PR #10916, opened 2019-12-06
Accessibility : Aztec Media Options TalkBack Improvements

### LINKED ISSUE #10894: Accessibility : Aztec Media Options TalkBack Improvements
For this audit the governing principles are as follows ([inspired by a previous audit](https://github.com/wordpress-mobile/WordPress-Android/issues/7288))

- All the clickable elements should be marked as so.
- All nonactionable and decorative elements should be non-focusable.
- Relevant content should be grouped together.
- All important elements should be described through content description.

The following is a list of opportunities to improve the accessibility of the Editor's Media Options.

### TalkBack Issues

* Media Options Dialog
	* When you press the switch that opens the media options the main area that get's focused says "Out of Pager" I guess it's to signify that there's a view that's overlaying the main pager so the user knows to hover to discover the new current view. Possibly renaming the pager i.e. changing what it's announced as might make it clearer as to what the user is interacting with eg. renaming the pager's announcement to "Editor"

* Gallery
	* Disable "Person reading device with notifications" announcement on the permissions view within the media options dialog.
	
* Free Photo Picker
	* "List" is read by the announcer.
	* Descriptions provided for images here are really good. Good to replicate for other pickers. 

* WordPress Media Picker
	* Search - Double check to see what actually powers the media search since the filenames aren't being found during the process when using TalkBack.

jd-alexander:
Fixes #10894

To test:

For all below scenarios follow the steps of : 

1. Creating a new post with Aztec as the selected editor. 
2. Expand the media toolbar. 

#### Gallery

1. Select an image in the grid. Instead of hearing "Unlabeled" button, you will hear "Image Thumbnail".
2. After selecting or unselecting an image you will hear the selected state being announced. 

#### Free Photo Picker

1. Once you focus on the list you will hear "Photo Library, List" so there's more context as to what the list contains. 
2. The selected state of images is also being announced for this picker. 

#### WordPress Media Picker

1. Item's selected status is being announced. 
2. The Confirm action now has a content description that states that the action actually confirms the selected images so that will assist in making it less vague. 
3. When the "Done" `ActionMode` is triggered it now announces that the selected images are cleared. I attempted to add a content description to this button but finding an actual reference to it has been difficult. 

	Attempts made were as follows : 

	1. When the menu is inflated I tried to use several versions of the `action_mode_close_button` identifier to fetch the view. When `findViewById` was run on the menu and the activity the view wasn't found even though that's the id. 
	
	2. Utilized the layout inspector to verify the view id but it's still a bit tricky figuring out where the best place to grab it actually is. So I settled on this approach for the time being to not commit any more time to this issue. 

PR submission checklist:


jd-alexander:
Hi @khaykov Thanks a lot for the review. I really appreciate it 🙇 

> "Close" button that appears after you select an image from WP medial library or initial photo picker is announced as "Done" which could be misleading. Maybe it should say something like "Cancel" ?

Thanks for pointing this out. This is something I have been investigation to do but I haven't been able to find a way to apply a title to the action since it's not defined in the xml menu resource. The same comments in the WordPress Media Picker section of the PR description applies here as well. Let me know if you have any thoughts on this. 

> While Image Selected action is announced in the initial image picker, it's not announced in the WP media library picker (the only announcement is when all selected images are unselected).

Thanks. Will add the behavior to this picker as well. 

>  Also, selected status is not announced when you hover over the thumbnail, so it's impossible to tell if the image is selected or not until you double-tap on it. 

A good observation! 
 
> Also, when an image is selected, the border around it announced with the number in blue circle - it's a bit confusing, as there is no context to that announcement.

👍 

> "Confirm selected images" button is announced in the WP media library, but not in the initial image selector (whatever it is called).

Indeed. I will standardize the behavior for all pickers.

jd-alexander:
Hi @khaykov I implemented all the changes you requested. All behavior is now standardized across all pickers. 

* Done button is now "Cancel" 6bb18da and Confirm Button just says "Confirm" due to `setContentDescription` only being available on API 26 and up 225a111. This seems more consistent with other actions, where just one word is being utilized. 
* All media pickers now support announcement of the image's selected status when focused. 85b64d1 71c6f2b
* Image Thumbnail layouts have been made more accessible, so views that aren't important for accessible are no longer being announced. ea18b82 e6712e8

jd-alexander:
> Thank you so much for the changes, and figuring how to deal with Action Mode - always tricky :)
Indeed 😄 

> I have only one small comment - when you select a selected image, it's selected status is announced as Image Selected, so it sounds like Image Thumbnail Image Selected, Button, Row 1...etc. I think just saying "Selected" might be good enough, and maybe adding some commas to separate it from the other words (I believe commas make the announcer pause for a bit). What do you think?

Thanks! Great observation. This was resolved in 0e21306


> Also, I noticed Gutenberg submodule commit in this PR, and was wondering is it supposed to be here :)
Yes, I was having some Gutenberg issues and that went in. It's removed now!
++++
* _EXERCISE OBJECTIVE_:
Starting with the line that holds "2. The selected" and ending with the line that holds "A good observation!", retype every line in the data above exactly, and nothing else.

* _FINISHED TASK_:
2. The selected state of images is also being announced for this picker. 

#### WordPress Media Picker

1. Item's selected status is being announced. 
2. The Confirm action now has a content description that states that the action actually confirms the selected images so that will assist in making it less vague. 
3. When the "Done" `ActionMode` is triggered it now announces that the selected images are cleared. I attempted to add a content description to this button but finding an actual reference to it has been difficult. 

	Attempts made were as follows : 

	1. When the menu is inflated I tried to use several versions of the `action_mode_close_button` identifier to fetch the view. When `findViewById` was run on the menu and the activity the view wasn't found even though that's the id. 
	
	2. Utilized the layout inspector to verify the view id but it's still a bit tricky figuring out where the best place to grab it actually is. So I settled on this approach for the time being to not commit any more time to this issue. 

PR submission checklist:


jd-alexander:
Hi @khaykov Thanks a lot for the review. I really appreciate it 🙇 

> "Close" button that appears after you select an image from WP medial library or initial photo picker is announced as "Done" which could be misleading. Maybe it should say something like "Cancel" ?

Thanks for pointing this out. This is something I have been investigation to do but I haven't been able to find a way to apply a title to the action since it's not defined in the xml menu resource. The same comments in the WordPress Media Picker section of the PR description applies here as well. Let me know if you have any thoughts on this. 

> While Image Selected action is announced in the initial image picker, it's not announced in the WP media library picker (the only announcement is when all selected images are unselected).

Thanks. Will add the behavior to this picker as well. 

>  Also, selected status is not announced when you hover over the thumbnail, so it's impossible to tell if the image is selected or not until you double-tap on it. 

A good observation! 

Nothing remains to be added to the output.